### Records supplied
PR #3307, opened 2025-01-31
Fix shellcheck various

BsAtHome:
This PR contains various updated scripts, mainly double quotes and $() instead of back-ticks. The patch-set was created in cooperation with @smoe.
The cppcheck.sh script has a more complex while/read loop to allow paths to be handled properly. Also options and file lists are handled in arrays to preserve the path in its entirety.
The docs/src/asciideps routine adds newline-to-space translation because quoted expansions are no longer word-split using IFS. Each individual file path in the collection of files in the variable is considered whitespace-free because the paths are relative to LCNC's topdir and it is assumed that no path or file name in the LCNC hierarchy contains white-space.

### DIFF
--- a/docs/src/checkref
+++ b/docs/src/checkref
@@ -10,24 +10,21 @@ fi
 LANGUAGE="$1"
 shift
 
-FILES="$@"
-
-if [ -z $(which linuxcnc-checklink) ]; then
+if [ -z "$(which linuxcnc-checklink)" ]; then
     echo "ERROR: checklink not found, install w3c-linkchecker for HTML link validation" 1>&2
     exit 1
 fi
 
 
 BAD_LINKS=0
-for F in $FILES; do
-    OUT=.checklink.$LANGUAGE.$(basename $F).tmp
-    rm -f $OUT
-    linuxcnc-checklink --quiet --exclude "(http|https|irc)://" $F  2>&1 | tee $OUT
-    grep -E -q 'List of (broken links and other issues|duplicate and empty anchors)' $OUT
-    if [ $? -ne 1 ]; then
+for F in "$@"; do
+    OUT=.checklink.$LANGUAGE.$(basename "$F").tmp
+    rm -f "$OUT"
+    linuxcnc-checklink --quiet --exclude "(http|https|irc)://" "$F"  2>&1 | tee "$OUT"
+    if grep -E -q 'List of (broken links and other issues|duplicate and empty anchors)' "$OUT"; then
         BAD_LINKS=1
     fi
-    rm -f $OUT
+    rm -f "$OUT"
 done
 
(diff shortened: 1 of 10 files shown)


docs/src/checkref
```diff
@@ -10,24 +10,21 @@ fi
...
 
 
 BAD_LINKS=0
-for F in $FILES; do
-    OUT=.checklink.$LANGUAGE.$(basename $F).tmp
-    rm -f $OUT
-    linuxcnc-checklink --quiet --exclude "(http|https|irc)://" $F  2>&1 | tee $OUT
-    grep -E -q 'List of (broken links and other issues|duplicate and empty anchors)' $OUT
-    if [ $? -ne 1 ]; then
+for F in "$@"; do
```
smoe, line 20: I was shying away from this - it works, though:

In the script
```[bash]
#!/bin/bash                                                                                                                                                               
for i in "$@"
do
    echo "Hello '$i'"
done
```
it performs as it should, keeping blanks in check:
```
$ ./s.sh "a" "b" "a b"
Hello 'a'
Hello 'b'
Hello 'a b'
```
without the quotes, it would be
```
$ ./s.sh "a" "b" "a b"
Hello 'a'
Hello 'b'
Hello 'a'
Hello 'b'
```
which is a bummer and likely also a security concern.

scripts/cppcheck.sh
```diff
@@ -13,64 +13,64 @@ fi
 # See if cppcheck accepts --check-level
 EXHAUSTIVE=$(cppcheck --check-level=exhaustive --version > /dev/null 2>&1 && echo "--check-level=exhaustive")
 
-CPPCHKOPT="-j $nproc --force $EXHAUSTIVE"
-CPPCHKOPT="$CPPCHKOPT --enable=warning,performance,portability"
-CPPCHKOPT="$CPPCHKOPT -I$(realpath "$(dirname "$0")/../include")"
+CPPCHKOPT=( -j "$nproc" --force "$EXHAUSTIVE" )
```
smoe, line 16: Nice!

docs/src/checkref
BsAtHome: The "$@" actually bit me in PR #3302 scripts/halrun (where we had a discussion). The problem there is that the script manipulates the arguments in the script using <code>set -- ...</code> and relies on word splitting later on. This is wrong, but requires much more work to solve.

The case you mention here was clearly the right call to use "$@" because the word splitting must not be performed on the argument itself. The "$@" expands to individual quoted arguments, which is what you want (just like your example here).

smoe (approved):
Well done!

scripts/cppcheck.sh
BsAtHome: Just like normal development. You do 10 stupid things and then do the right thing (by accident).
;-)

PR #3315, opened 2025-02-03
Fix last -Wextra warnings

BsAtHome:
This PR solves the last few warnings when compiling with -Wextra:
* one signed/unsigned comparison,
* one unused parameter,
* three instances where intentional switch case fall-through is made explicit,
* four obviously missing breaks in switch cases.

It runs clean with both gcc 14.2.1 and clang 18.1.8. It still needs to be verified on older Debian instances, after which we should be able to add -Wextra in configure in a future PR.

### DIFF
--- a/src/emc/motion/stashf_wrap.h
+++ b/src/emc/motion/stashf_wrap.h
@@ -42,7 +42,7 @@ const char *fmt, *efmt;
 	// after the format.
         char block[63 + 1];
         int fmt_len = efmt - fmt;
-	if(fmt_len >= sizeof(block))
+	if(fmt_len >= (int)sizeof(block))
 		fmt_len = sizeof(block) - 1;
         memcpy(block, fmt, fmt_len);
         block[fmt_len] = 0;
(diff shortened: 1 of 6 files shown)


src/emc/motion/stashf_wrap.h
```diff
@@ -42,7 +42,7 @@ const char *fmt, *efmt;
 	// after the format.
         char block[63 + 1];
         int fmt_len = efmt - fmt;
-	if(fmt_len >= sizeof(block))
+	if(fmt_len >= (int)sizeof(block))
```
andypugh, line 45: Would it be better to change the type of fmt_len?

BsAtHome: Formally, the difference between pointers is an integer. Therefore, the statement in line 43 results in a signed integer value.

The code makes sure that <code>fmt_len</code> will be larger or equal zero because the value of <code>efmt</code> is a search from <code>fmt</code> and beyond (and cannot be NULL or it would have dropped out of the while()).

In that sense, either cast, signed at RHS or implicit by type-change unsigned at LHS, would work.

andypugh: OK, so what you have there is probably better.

### To do
Find each line in the data above with the word "change", then copy it.

### Answer space
andypugh, line 45: Would it be better to change the type of fmt_len?
In that sense, either cast, signed at RHS or implicit by type-change unsigned at LHS, would work.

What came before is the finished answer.